Come noto, il Legislatore ha previsto una specifica agevolazione, sotto forma di credito d’imposta, a favore delle imprese /lavoratori autonomi per gli “investimenti pubblicitari” (incrementali) effettuati su quotidiani / periodici, anche “on line”, televisione e radio. 
Nell’ambito delle FAQ disponibili sul sito Internet del Dipartimento per l’Informazione e l’Editoria è stato chiarito che, in assenza di investimenti pubblicitari nell’anno precedente, non è possibile accedere al bonus in esame. 
Recentemente l’Agenzia delle Entrate ribadisce tale conclusione con riferimento ad una società di nuova costituzione. 
Il caso esaminato dall’Agenzia delle Entrate nella Risposta 18.10.2018, n. 38 riguarda una società, costituita il 16.12.2016, che ha sostenuto nel 2017 spese pubblicitarie agevolabili e che ritiene di poter accedere al bonus in esame considerando incrementativa l’intera spesa. 
L’Agenzia, negando tale possibilità, ha ribadito che il beneficio è riservato ai soggetti che hanno sostenuto investimenti pubblicitari incrementali almeno pari all’1% rispetto all’anno precedente sugli stessi mezzi di informazione. 
La mancanza di dati storici di confronto non permette di considerare incrementale l’intero investimento pubblicitario effettuato nel 2017. La stessa Agenzia rammenta che “come sostenuto anche dal Consiglio di Stato in sede consultiva con parere n. 01255/2018 emesso in data 11 maggio 2018, ciò che difetta nel caso in esame è proprio il presupposto dell’investimento «incrementale» posto ineludibilmente dalla norma primaria alla base della concessione del beneficio fiscale di cui si discute”. 
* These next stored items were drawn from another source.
PR #3390, opened 2025-08-26
Support architecture-specific customization in target config

1tnguyen:
### Description

Due to the evolution of the QIR spec and hardware backend providers, we need to provide customization points within the same target configuration.

Note: this would provide a unified user experience, e.g., specifying different machines/devices within a target, target name is usually associated with a provider. In other words, we don't need to introduce new targets.

Details:

- Provide a machine config schema type, which allows us to annotate an argument as the one associated with device names. This field then allows matching based on an explicit list or a regex pattern. 

- The fields that we allow overriding are extendable. Currently, I only add code gen emission.

- Add a helper to determine the value based on nvq++ CLI/Python `set_target` arguments.

- Extend quantinuum target config to support new QIR spec (0.2) for next-gen Helios devices. https://github.com/NVIDIA/cuda-quantum/pull/3332 depends on this as the `CUDAQ_QIR_VERSION_UNDER_DEVELOPMENT` environment variable has been deprecated

- Add tests.


include/cudaq/Support/TargetConfig.h
```diff
@@ -8,6 +8,7 @@
 
 #pragma once
 
+#include <map>
```
schweitzpgi, line 11: nit: this isn't used in these header changes AFAICT.

include/cudaq/Support/TargetConfig.h
```diff
@@ -133,6 +162,11 @@ class TargetConfig {
   std::optional<BackendEndConfigEntry> BackendConfig;
   /// Additional configuration mapping (if this is a multi-configuration target)
   std::vector<BackendFeatureMap> ConfigMap;
+
+public:
```
schweitzpgi:
```suggestion
```
This entire class is already public.

lib/Support/Config/TargetConfig.cpp
```diff
@@ -342,5 +353,97 @@ void MappingTraits<cudaq::config::TargetConfig>::mapping(
   io.mapOptional("configuration-matrix", info.ConfigMap);
 }
 
+std::string MappingTraits<cudaq::config::TargetConfig>::validate(
+    IO &io, cudaq::config::TargetConfig &info) {
+  // There should only ever be 1 machine-configuration entry in the target
+  // arguments.
+  int count = 0;
```
schweitzpgi:
```suggestion
  unsigned count = 0;
```
Just to get in the habit. Much of LLVM/MLIR uses unsigned values for lengths and counts...

schweitzpgi (approved):
LGTM. Thanks for helping tidy up this feature, Thien.

python/tests/mlir/qir_profile.py
```diff
@@ -0,0 +1,44 @@
...
+
+    # This device requires qir:0.2
+    cudaq.set_target('quantinuum', emulate=True, machine='Helios-1E')
+    result = cudaq.sample(my_kernel)
+
+
+# CHECK: requiredQubits
+# CHECK: requiredResults
+# CHECK-NG: required_num_qubits
+# CHECK-NG: required_num_results
```
khalatepradnya, line 44: Nice test!

include/cudaq/Support/TargetConfig.h
1tnguyen: We use `std::map` as the argument type for `getCodeGenSpec` :)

Va evidenziato che la società potrà beneficiare del bonus in esame per eventuali spese pubblicitarie sostenute nel 2018, a condizione di rispettare:

  • I requisiti di agevolabilità;
  • L’incrementalità dell’investimento rispetto al 2017 per almeno l’1%.

Sulla questione mi chiedo se parlando di rilancio dell’economia e incentivi ai giovani ed alle nuove iniziative questo bonus abbia tenuto in considerazione i presupposti che il governo Gentiloni aveva sostenuto e dichiarato per la finanziaria del 2018. 
Non di meno visto l’imminente scadenza per l’accesso al bonus (22.10.2018) si chiede se tutto abbia avuto l’intento di creare vantaggi ai soliti noti.